The PCC was distressed and embarrassed by the current state of the graveyard, and felt that the only solution was to reintroduce the sheep. If that was successful, the practice would be repeated in the other two graveyards. The sheep would be on loan from, and tended by, a local farmer.

The fencing would be moved regularly at the discretion of the farmer. Notices would be placed on the fencing and the graveyard entry points, alerting visitors to the sheep and the fencing.

After the display of a public notice, the Diocesan Registrar received an email from Christine Anne Cummings, whose husband’s grave was in one of the other graveyards. She complained that sheep and horses had got into the graveyard and had eaten the flowers that had been placed on the graves.

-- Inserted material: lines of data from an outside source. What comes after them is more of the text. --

PR #2428, opened 2026-08-06
fix: Gate lopdf's rayon feature by real thread availability

klynsaha:

Enabling `pdf` (`dep:lopdf`) unconditionally pulls in lopdf's default features, which include `rayon`. On targets without real OS thread support (e.g. single-threaded WASM/Emscripten builds with no pthread support), rayon's global thread pool construction calls `std::thread::spawn` and panics when spawn fails - there's no graceful degradation.

lopdf already ships a serial fallback for both of its rayon call sites (`object_stream.rs`, `reader.rs`), gated behind `#[cfg(not(feature = "rayon"))]`. There was previously no way for a consumer to reach that path, since `c2pa`'s `lopdf` dependency didn't set `default-features = false`, so `rayon` came along for free with `pdf` regardless of target.

## Fix

`lopdf` now opts out of its default features and is re-declared with its defaults restored only under:

```toml
[target.'cfg(any(not(target_arch = "wasm32"), target_feature = "atomics"))'.dependencies]
```

- Native builds: always have real threads, so this is always true - identical behaviour to before.
- WASM builds compiled with atomics (threaded WASM, e.g. -C target-feature=+atomics): also true - identical behaviour to before.
- Single-threaded WASM (the case that was panicking): false, so lopdf falls back to its existing serial parsing path instead of touching rayon at all.

This restores today's behaviour everywhere it currently works and changes behaviour only for the one target family where it was actually broken. 

## Checklist

### DIFF
--- a/sdk/Cargo.toml
+++ b/sdk/Cargo.toml
@@ -122,7 +122,7 @@ img-parts = "0.4.0"
 iref = { version = "3.2.2", features = ["serde"] }
 jfifdump = "0.6.0"
 log = "0.4.30"
-lopdf = { version = "0.44.0", optional = true }
+lopdf = { version = "0.44.0", optional = true, default-features = false }
 lazy_static = "1.5.0"
 memchr = "2.8.1"
 nom = "7.1.3"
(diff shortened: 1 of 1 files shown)


tmathern:
Can you elaborate more on: "This restores today's behaviour everywhere it currently works and changes behaviour only for the one target family where it was actually broken." ? Especially where it is currently broken?

klynsaha:
> Can you elaborate more on: "This restores today's behaviour everywhere it currently works and changes behaviour only for the one target family where it was actually broken." ? Especially where it is currently broken?

`lopdf` uses rayon for multithreading, which is on by default. It is broken for single-threaded WASM build. With this PR, existing behaviour stays the same for all other builds/environments.

tmathern (approved):
Pending a second approval.

scouten-adobe (changes requested):
PR actually looks reasonable to me, but I'm blocking merge until GitHub outage is cleared and we can verify all platforms.

scouten-adobe (approved):

caiopensrc:
[Backport-action](https://github.com/korthout/backport-action) backported this pull request in [workflow run 31141324806](https://github.com/contentauth/c2pa-rs/actions/runs/31141324806).

| Target | Status |
|--------|--------|
| `stable` | :white_check_mark: Created #2439 |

She argued that, if sheep were introduced, “They will simply devour all the fresh flowers and only eat the grass when all the flowers are gone.” She also said that it was “disrespectful to deliberately introduce sheep into consecrated ground”.

The petitioners said that the sheep would be placed in areas where the graves were not visited and which were devoid of flowers. The Chancellor, Geoffrey Tattersall QC, said that this was a “sensible safeguard”, which mitigated Mrs Cummings’s concerns. In any event, her husband was interred in a different, albeit adjacent, graveyard into which no sheep would be introduced.

In a rural area such as Saddleworth, it was not disrespectful, the Chancellor said, to allow a limited number of sheep to graze in the controlled manner suggested by the petitioners. Although it could be argued that that there was a possibility that the sheep might escape into adjacent graveyards, that was “a risk which those who choose to reside in delightful rural areas such as Saddleworth inevitably subject themselves to”.

The faculty was granted, subject to the conditions that the petitioners erected notices warning of the electric sheep-fencing, as their insurers required, and that the petitioners made all reasonable efforts to ensure, so far as was possible, that flowers left on graves were not available to be eaten by the sheep. The petitioners were given permission to enter into a grazing licence.